Dataset entries:
────

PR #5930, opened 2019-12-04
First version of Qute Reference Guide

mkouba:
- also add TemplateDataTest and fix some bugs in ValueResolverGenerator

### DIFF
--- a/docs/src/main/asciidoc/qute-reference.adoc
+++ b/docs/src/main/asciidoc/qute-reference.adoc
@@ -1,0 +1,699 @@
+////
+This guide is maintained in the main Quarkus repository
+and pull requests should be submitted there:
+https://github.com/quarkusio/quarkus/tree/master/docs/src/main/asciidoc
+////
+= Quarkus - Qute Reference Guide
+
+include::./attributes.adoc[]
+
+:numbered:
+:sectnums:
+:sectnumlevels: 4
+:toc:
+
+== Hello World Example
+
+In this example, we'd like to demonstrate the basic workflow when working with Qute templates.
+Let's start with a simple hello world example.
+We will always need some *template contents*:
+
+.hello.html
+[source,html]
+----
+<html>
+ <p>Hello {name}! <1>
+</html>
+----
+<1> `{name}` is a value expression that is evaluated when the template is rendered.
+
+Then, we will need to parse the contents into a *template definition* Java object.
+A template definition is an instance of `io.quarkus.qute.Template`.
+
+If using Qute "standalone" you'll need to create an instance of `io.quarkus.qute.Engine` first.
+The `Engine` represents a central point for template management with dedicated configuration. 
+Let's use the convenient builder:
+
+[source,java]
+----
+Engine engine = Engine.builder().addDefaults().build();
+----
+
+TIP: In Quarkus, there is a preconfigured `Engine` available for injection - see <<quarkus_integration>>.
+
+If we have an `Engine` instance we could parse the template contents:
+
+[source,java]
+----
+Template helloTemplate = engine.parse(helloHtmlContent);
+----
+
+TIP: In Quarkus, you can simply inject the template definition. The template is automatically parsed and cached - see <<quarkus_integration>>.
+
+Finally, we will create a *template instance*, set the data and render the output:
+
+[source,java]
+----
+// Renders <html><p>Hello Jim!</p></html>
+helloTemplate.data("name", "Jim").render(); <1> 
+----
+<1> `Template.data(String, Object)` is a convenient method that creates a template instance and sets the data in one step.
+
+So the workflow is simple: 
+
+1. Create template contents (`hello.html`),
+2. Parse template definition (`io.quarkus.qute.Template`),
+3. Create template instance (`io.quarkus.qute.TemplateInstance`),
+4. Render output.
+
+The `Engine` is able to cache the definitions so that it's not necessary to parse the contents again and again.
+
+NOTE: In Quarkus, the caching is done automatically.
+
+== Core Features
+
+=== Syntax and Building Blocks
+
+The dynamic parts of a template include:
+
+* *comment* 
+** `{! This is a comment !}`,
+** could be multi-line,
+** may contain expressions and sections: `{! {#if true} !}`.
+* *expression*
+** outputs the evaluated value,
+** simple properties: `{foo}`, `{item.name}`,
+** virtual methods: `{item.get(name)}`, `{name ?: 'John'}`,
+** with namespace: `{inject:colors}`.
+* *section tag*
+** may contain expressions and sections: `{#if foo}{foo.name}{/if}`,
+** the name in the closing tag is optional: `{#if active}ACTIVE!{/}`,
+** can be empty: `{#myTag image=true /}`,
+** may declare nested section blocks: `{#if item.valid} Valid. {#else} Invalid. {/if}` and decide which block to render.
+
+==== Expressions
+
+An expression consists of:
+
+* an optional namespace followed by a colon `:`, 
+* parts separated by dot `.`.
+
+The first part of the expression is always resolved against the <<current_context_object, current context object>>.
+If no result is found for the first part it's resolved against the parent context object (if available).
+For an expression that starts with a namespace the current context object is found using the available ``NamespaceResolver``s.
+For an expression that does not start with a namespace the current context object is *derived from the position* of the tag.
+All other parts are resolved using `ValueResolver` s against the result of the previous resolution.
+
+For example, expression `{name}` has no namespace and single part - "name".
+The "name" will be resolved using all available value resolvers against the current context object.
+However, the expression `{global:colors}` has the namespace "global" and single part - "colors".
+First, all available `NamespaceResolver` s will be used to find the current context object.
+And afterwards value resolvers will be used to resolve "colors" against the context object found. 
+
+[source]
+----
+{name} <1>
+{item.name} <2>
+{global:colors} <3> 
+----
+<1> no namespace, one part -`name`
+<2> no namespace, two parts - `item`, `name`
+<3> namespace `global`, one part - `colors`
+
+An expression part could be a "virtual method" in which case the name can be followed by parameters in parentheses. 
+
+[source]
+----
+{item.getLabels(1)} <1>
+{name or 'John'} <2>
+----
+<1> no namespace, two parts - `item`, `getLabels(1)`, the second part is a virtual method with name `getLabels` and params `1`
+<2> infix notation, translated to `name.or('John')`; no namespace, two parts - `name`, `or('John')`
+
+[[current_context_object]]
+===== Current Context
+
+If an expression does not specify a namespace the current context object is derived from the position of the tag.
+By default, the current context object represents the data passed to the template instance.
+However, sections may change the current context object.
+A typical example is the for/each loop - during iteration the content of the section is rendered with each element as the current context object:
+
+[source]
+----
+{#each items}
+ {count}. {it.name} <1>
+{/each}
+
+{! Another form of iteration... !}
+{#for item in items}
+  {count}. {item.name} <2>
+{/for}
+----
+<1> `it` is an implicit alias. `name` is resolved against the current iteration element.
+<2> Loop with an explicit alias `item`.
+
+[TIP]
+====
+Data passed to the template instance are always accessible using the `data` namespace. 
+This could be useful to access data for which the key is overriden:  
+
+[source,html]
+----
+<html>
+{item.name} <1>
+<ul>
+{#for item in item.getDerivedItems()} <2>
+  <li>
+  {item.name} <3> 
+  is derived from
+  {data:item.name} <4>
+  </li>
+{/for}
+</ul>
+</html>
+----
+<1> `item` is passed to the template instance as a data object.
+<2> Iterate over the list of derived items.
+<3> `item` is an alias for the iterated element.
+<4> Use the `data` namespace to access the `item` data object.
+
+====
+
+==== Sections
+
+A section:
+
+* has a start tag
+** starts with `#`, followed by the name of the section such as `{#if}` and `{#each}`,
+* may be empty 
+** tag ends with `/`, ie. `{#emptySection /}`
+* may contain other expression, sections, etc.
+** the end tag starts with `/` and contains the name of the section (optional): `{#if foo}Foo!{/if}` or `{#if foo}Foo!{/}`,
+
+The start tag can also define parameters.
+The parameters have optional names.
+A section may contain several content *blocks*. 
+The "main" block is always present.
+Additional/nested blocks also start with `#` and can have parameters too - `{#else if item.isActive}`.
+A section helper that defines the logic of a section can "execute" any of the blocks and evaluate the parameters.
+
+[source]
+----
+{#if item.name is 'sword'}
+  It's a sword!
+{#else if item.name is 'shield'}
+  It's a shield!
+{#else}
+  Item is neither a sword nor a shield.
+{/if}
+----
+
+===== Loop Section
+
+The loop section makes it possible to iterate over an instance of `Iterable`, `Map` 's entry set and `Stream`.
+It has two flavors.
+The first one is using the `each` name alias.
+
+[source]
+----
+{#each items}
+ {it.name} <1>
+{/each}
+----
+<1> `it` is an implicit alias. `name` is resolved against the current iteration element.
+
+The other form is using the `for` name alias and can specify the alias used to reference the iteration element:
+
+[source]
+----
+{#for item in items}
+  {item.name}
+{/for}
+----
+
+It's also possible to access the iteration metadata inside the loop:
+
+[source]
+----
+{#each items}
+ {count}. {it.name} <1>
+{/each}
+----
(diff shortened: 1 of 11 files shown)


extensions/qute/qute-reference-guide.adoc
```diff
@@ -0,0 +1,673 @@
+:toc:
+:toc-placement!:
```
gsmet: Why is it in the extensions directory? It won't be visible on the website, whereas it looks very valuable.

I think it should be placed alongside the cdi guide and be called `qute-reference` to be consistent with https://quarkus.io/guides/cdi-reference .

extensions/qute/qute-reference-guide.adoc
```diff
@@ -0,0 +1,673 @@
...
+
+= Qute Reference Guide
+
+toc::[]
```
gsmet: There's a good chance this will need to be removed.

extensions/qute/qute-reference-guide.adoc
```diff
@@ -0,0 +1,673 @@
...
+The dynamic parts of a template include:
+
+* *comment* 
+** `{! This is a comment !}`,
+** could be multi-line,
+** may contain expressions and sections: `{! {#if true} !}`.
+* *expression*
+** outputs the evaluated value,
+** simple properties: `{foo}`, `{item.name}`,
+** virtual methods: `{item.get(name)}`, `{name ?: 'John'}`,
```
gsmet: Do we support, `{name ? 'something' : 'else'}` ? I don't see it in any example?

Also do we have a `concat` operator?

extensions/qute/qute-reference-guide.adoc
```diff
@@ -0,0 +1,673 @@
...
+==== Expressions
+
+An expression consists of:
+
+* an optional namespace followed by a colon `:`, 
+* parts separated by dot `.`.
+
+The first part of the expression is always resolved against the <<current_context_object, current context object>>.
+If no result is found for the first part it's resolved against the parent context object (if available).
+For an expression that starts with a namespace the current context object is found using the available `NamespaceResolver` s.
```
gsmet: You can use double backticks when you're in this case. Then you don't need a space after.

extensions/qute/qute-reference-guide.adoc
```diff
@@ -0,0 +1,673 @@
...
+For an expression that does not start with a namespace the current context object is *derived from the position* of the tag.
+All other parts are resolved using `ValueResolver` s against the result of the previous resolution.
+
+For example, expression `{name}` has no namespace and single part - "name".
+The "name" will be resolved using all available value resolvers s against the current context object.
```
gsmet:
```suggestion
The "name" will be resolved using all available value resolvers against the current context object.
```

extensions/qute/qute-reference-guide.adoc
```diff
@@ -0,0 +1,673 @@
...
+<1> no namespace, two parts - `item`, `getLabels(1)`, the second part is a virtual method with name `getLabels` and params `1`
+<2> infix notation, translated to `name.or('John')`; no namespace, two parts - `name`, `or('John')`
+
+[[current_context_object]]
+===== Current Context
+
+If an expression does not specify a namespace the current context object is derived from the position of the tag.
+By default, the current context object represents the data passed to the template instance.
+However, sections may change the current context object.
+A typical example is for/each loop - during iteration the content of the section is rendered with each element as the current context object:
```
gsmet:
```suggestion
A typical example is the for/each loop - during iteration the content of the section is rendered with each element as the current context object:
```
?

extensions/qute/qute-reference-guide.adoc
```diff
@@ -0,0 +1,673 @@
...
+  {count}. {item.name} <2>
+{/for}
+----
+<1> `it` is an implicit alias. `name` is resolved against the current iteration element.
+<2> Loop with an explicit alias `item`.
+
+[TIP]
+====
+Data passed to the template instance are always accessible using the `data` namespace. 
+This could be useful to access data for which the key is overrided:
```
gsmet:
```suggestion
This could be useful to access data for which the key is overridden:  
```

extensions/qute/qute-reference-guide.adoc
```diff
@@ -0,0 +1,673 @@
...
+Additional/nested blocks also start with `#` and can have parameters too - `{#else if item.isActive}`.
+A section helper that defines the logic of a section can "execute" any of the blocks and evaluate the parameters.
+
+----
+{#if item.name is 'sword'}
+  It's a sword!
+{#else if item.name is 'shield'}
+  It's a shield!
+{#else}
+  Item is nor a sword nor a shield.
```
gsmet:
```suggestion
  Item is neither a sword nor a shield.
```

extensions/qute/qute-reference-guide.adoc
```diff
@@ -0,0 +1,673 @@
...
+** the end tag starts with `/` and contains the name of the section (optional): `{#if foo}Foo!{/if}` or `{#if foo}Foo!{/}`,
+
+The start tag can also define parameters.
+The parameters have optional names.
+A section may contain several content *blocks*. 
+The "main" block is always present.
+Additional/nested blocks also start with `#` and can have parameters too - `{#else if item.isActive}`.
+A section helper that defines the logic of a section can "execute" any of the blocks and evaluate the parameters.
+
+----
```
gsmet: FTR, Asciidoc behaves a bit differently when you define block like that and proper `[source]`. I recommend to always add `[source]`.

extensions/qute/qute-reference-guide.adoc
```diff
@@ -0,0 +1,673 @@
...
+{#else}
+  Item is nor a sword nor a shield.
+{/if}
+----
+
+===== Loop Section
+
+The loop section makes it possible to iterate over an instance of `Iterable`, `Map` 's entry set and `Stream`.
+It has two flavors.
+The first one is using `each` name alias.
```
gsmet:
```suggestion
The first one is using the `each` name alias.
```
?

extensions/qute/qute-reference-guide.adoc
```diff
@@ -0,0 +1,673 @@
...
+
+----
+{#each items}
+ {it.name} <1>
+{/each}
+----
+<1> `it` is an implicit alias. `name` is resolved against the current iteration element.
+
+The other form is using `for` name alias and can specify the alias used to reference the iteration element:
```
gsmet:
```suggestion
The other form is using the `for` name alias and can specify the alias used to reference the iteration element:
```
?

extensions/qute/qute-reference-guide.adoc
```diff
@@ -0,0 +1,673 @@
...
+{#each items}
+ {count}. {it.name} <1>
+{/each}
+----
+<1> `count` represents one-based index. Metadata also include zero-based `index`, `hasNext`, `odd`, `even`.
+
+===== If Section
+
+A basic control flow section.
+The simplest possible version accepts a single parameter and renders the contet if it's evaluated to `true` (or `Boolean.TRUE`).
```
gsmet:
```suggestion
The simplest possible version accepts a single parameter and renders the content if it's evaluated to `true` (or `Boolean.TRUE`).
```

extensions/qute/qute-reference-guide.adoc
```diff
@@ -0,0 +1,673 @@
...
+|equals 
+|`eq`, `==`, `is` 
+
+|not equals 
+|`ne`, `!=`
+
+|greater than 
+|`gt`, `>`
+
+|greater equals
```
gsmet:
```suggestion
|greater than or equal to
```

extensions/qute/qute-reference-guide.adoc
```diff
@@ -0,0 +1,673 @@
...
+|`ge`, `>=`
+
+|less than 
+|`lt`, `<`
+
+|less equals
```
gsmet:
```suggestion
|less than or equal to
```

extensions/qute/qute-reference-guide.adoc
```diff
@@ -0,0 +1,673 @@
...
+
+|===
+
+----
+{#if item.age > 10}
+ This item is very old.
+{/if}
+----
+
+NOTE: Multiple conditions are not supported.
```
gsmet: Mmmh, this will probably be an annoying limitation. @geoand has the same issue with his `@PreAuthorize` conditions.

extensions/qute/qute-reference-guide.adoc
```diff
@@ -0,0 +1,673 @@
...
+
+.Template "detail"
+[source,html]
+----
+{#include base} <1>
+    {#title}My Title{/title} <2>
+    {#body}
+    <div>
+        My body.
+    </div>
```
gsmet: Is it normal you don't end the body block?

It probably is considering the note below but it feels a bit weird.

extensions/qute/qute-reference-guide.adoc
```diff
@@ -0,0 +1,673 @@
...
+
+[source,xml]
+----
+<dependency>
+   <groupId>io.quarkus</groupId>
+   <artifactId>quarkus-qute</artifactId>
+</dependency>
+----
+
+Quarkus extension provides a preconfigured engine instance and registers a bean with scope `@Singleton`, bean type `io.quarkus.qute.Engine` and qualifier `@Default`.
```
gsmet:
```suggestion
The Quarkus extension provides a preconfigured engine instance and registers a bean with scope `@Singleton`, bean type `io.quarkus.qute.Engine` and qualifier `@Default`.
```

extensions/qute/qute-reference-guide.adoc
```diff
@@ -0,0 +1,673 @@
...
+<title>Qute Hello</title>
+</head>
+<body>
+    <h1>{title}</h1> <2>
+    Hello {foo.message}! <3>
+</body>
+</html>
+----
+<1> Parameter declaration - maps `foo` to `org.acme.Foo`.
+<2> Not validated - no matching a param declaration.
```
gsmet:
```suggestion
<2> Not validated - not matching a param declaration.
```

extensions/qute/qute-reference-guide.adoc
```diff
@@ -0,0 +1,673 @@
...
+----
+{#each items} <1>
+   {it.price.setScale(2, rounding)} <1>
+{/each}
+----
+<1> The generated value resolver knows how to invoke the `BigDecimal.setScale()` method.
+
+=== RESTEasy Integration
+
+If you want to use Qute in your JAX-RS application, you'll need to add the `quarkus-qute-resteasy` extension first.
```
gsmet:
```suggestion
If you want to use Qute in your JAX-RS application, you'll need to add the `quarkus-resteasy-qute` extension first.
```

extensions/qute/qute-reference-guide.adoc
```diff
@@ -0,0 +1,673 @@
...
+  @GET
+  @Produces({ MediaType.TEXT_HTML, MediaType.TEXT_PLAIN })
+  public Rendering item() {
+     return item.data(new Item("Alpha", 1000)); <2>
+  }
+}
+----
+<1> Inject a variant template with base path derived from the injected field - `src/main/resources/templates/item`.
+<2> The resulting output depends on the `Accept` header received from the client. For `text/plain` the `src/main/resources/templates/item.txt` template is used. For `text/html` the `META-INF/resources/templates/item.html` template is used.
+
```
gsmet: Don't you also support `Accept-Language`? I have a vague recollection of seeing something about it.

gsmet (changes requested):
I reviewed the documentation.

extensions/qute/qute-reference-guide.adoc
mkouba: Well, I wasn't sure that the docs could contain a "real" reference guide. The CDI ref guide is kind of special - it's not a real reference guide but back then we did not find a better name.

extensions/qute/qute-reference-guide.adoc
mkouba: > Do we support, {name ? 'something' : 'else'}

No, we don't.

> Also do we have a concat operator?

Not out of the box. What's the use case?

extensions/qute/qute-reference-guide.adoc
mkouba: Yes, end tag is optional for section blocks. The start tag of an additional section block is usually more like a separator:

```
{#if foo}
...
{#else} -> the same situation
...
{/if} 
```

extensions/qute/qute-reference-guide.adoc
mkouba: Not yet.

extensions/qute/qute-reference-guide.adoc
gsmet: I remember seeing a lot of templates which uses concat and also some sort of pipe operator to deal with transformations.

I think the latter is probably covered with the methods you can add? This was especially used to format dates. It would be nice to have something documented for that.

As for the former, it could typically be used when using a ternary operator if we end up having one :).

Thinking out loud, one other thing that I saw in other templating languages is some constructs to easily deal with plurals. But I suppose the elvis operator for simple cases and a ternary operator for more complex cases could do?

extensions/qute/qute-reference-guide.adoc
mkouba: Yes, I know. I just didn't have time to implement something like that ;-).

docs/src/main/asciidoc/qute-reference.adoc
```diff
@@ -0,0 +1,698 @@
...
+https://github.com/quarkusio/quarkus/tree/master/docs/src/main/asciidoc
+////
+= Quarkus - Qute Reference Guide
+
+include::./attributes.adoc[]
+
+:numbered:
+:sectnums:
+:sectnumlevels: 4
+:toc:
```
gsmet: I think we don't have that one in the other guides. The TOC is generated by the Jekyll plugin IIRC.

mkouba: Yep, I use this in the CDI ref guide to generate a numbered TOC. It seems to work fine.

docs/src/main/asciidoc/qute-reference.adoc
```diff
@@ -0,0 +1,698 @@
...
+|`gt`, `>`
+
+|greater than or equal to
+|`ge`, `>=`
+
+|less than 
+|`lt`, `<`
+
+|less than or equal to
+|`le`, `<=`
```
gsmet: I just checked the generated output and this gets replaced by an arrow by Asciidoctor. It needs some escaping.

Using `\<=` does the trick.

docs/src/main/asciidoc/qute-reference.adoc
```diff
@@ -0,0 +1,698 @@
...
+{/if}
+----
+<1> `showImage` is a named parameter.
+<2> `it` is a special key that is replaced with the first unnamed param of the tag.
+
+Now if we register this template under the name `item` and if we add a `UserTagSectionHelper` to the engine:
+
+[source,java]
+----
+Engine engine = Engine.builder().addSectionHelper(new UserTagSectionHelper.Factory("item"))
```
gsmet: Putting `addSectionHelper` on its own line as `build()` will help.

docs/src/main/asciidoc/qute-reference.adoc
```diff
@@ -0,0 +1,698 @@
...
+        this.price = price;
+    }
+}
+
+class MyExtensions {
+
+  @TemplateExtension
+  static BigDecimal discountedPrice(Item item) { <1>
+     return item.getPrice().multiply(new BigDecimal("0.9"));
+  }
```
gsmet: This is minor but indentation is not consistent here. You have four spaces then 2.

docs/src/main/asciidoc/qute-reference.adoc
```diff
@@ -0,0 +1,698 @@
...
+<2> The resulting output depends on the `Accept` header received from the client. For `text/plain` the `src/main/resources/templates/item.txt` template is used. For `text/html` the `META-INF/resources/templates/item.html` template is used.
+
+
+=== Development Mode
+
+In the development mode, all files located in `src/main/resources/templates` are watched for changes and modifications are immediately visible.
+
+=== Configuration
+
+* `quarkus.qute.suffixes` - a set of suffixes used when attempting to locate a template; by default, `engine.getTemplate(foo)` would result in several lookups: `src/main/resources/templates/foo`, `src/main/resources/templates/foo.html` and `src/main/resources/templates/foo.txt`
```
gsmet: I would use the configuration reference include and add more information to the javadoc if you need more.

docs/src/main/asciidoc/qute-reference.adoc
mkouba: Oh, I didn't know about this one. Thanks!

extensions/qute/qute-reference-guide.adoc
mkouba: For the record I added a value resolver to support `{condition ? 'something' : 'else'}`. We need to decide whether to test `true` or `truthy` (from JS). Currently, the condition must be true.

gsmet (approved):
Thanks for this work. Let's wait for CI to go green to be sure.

────

**GOAL OF THE EXERCISE**: Write the opening line of the data above and every line after it, exactly, stopping once you have written the line with "pull requests should".

**YOUR SOLUTION**:
PR #5930, opened 2019-12-04
First version of Qute Reference Guide

mkouba:
- also add TemplateDataTest and fix some bugs in ValueResolverGenerator

### DIFF
--- a/docs/src/main/asciidoc/qute-reference.adoc
+++ b/docs/src/main/asciidoc/qute-reference.adoc
@@ -1,0 +1,699 @@
+////
+This guide is maintained in the main Quarkus repository
+and pull requests should be submitted there:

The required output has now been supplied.